Entries shown:
PR #363, opened 2015-09-26
install --gitbuilder-host alternative to gitbuilder.ceph.com

dachary:
To be used with --gitbuilder-host gitbuilder.myself.net
--dev-commit 6f11b82f3007819b58f143ad4b4911c4fb766ab9. It is primarily
useful in the context of the ceph_deploy.py task, when a full gitbuilder
mirror is available, with the exact same directory layout.

http://tracker.ceph.com/issues/13254 Fixes: #13254

### DIFF
--- a/ceph_deploy/hosts/centos/install.py
+++ b/ceph_deploy/hosts/centos/install.py
@@ -89,11 +89,13 @@ def install(distro, version_kind, version, adjust_repos, **kw):
             logger.info('repo file will be created manually')
             mirror_install(
                 distro,
-                'http://gitbuilder.ceph.com/ceph-rpm-centos{release}-{machine}-basic/{sub}/{version}/'.format(
+                'http://{gitbuilder_host}/ceph-rpm-centos{release}-{machine}-basic/{sub}/{version}/'.format(
                     release=release.split(".", 1)[0],
                     machine=machine,
                     sub='ref' if version_kind == 'dev' else 'sha1',
-                    version=version),
+                    version=version,
+                    gitbuilder_host=kw['gitbuilder_host'],
+                ),
                 gpg.url(key),
                 adjust_repos=True,
                 extra_installs=False
--- a/ceph_deploy/hosts/debian/install.py
+++ b/ceph_deploy/hosts/debian/install.py
@@ -36,11 +36,12 @@ def install(distro, version_kind, version, adjust_repos, **kw):
         elif version_kind == 'testing':
             url = 'http://download.ceph.com/debian-testing/'
         elif version_kind in ['dev', 'dev_commit']:
-            url = 'http://gitbuilder.ceph.com/ceph-deb-{codename}-{machine}-basic/{sub}/{version}'.format(
+            url = 'http://{gitbuilder_host}/ceph-deb-{codename}-{machine}-basic/{sub}/{version}'.format(
                 codename=codename,
                 machine=machine,
                 sub='ref' if version_kind == 'dev' else 'sha1',
                 version=version,
+                gitbuilder_host=kw['gitbuilder_host'],
                 )
         else:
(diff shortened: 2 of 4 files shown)


dachary:
@trhoden would you mind taking a look at this pull request ? Please unassign yourself if not. Not quite sure about the protocol as this is my first contribution to ceph-deploy :-)

alfredodeza:
In this case, I still think that there is no need for adding another flag. The same can be accomplished using the `cephdeploy.conf` file with whatever URL the task wants to use.

Have you read the docs on ceph-deploy configuration files and not found them appropriate here?

https://github.com/ceph/ceph-deploy/blob/master/docs/source/conf.rst#ceph-deploy-configuration

The reason the configuration file was created was to give support to all these variants without the need to add more flags. For an automated system this should be easy to implement as the `cephdeploy.conf` file follows the INI format.

dachary:
@alfredodeza https://github.com/ceph/ceph-deploy/blob/master/docs/source/conf.rst#ceph-deploy-configuration is not used by the code path that implements the gitbuilder naming conventions.

alfredodeza:
@dachary right, but you could write the actual gitbuilder URL to a cephdeploy.conf file and not depend on the code that does that

dachary:
@alfredodeza I could also install the packages without ceph-deploy, but both options would be more redundant code / effort than substituting a hardcoded value.

dachary:
I don't see a substantial difference between this pull request and https://github.com/ceph/ceph-deploy/pull/348/files

trhoden:
Yeah I probably opened the door for all this with #348.  I considered that PR to be just an easy shortcut to referencing a different set of packages in a place that we already could point to.

My longer term goal had been to have most of the "repo" handling moved into ceph_deploy/repo.py, and the corresponding `ceph-deploy repo` commands.  Those can already take custom repo URLs, and could be enhanced with flags for GPG (a la #362) or whatever else we wanted to toggle for repos via CLI.

I'm hesitant to expose the notion/concept of a "gitbuilder" to the user.  The gitbuilders do have a unique URL structure to them, for sure, and installing with `--dev` triggers logic to know about them, but otherwise a gitbuilder is just a URL to hit.

Are there going to be multiple instances of gitbuilders now?

dachary:
@trhoden thanks for explaining the long term goal. 

In the context of the OpenStack backend for teuthology, there are indeed multiple repositories structured to look exactly like the gitbuilder. There no longer is a unique gitbuilder repository. They are not created by gitbuilder but otherwise look the same. The teuthology tasks rely on the gitbuilder naming convention extensively, it's not just about ceph-deploy.

alfredodeza:
@trhoden @dachary I wouldn't rely on a URL structure for *gitbuilders*, there is a lot of work already taking place to be able to get away from them and implement repositories that match a different URL structure altogether.

This alone should be a heftier reason on why work towards relying on a URL structure like the ones in gitbuilders is not a good long-term solution and why I think just using cephdeploy.conf to handle them in the mean time is the correct approach here.

alfredodeza:
@dachary if you are already creating a repository from scratch why do you need that to match a gitbuilder structure? What is the reason you can't use a completely different url that ceph-deploy can consume?

ceph-deploy already can handle arbitrary urls and these can be provided on the CLI even, mind explaining a bit the logic behind trying to match the gitbuilder structure?

dachary:
> why do you need that to match a gitbuilder structure? 

Because the teuthology tasks rely on the gitbuilder naming convention extensively, it's not just about ceph-deploy.

dachary:
@trhoden ping ?

liewegas:
:+1: This looks right to me.  This lets us mirror gitbuilder.ceph.com (or use a proxy) for other test environments.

Task directions:
Word for word, restate all of the entries.

Expected answer:
PR #363, opened 2015-09-26
install --gitbuilder-host alternative to gitbuilder.ceph.com

dachary:
To be used with --gitbuilder-host gitbuilder.myself.net
--dev-commit 6f11b82f3007819b58f143ad4b4911c4fb766ab9. It is primarily
useful in the context of the ceph_deploy.py task, when a full gitbuilder
mirror is available, with the exact same directory layout.

http://tracker.ceph.com/issues/13254 Fixes: #13254

### DIFF
--- a/ceph_deploy/hosts/centos/install.py
+++ b/ceph_deploy/hosts/centos/install.py
@@ -89,11 +89,13 @@ def install(distro, version_kind, version, adjust_repos, **kw):
             logger.info('repo file will be created manually')
             mirror_install(
                 distro,
-                'http://gitbuilder.ceph.com/ceph-rpm-centos{release}-{machine}-basic/{sub}/{version}/'.format(
+                'http://{gitbuilder_host}/ceph-rpm-centos{release}-{machine}-basic/{sub}/{version}/'.format(
                     release=release.split(".", 1)[0],
                     machine=machine,
                     sub='ref' if version_kind == 'dev' else 'sha1',
-                    version=version),
+                    version=version,
+                    gitbuilder_host=kw['gitbuilder_host'],
+                ),
                 gpg.url(key),
                 adjust_repos=True,
                 extra_installs=False
--- a/ceph_deploy/hosts/debian/install.py
+++ b/ceph_deploy/hosts/debian/install.py
@@ -36,11 +36,12 @@ def install(distro, version_kind, version, adjust_repos, **kw):
         elif version_kind == 'testing':
             url = 'http://download.ceph.com/debian-testing/'
         elif version_kind in ['dev', 'dev_commit']:
-            url = 'http://gitbuilder.ceph.com/ceph-deb-{codename}-{machine}-basic/{sub}/{version}'.format(
+            url = 'http://{gitbuilder_host}/ceph-deb-{codename}-{machine}-basic/{sub}/{version}'.format(
                 codename=codename,
                 machine=machine,
                 sub='ref' if version_kind == 'dev' else 'sha1',
                 version=version,
+                gitbuilder_host=kw['gitbuilder_host'],
                 )
         else:
(diff shortened: 2 of 4 files shown)


dachary:
@trhoden would you mind taking a look at this pull request ? Please unassign yourself if not. Not quite sure about the protocol as this is my first contribution to ceph-deploy :-)

alfredodeza:
In this case, I still think that there is no need for adding another flag. The same can be accomplished using the `cephdeploy.conf` file with whatever URL the task wants to use.

Have you read the docs on ceph-deploy configuration files and not found them appropriate here?

https://github.com/ceph/ceph-deploy/blob/master/docs/source/conf.rst#ceph-deploy-configuration

The reason the configuration file was created was to give support to all these variants without the need to add more flags. For an automated system this should be easy to implement as the `cephdeploy.conf` file follows the INI format.

dachary:
@alfredodeza https://github.com/ceph/ceph-deploy/blob/master/docs/source/conf.rst#ceph-deploy-configuration is not used by the code path that implements the gitbuilder naming conventions.

alfredodeza:
@dachary right, but you could write the actual gitbuilder URL to a cephdeploy.conf file and not depend on the code that does that

dachary:
@alfredodeza I could also install the packages without ceph-deploy, but both options would be more redundant code / effort than substituting a hardcoded value.

dachary:
I don't see a substantial difference between this pull request and https://github.com/ceph/ceph-deploy/pull/348/files

trhoden:
Yeah I probably opened the door for all this with #348.  I considered that PR to be just an easy shortcut to referencing a different set of packages in a place that we already could point to.

My longer term goal had been to have most of the "repo" handling moved into ceph_deploy/repo.py, and the corresponding `ceph-deploy repo` commands.  Those can already take custom repo URLs, and could be enhanced with flags for GPG (a la #362) or whatever else we wanted to toggle for repos via CLI.

I'm hesitant to expose the notion/concept of a "gitbuilder" to the user.  The gitbuilders do have a unique URL structure to them, for sure, and installing with `--dev` triggers logic to know about them, but otherwise a gitbuilder is just a URL to hit.

Are there going to be multiple instances of gitbuilders now?

dachary:
@trhoden thanks for explaining the long term goal. 

In the context of the OpenStack backend for teuthology, there are indeed multiple repositories structured to look exactly like the gitbuilder. There no longer is a unique gitbuilder repository. They are not created by gitbuilder but otherwise look the same. The teuthology tasks rely on the gitbuilder naming convention extensively, it's not just about ceph-deploy.

alfredodeza:
@trhoden @dachary I wouldn't rely on a URL structure for *gitbuilders*, there is a lot of work already taking place to be able to get away from them and implement repositories that match a different URL structure altogether.

This alone should be a heftier reason on why work towards relying on a URL structure like the ones in gitbuilders is not a good long-term solution and why I think just using cephdeploy.conf to handle them in the mean time is the correct approach here.

alfredodeza:
@dachary if you are already creating a repository from scratch why do you need that to match a gitbuilder structure? What is the reason you can't use a completely different url that ceph-deploy can consume?

ceph-deploy already can handle arbitrary urls and these can be provided on the CLI even, mind explaining a bit the logic behind trying to match the gitbuilder structure?

dachary:
> why do you need that to match a gitbuilder structure? 

Because the teuthology tasks rely on the gitbuilder naming convention extensively, it's not just about ceph-deploy.

dachary:
@trhoden ping ?

liewegas:
:+1: This looks right to me.  This lets us mirror gitbuilder.ceph.com (or use a proxy) for other test environments.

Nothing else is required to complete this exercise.